- Aim of the task:
Could you output, exactly and with nothing else, every line from the one that contains "now only applies" through the last line of the listing below?
:: Material for this exercise
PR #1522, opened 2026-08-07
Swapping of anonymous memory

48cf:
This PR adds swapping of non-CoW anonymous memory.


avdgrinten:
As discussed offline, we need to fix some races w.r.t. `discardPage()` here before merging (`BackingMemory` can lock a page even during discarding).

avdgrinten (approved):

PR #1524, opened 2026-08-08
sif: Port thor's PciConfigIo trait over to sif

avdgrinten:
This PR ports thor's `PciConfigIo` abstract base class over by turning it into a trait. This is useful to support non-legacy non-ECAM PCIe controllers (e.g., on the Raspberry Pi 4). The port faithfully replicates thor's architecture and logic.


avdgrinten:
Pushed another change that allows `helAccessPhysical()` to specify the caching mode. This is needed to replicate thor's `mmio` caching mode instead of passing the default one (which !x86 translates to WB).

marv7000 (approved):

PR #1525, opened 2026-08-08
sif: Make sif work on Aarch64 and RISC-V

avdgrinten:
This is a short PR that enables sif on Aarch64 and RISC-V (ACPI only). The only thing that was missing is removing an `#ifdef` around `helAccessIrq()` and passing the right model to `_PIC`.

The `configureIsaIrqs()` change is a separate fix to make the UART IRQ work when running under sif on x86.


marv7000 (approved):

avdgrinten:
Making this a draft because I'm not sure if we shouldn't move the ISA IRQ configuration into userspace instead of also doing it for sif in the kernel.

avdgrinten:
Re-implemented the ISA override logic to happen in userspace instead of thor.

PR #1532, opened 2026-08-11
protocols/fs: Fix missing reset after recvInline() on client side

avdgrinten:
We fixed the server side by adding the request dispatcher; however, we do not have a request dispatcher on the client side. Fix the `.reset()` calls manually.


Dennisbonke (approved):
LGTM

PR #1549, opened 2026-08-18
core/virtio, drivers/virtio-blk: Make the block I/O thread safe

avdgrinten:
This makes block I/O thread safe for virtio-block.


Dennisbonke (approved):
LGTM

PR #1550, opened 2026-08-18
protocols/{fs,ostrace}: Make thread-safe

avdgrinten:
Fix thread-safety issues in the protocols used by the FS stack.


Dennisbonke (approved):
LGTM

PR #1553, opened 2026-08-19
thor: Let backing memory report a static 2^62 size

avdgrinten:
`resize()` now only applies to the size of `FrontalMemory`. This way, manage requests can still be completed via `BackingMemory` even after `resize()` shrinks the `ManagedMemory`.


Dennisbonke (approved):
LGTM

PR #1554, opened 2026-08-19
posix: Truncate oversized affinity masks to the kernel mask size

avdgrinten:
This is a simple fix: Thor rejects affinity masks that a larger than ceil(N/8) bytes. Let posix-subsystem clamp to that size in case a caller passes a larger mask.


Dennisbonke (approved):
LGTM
::::
- Result of this exercise:
`resize()` now only applies to the size of `FrontalMemory`. This way, manage requests can still be completed via `BackingMemory` even after `resize()` shrinks the `ManagedMemory`.


Dennisbonke (approved):
LGTM

PR #1554, opened 2026-08-19
posix: Truncate oversized affinity masks to the kernel mask size

avdgrinten:
This is a simple fix: Thor rejects affinity masks that a larger than ceil(N/8) bytes. Let posix-subsystem clamp to that size in case a caller passes a larger mask.


Dennisbonke (approved):
LGTM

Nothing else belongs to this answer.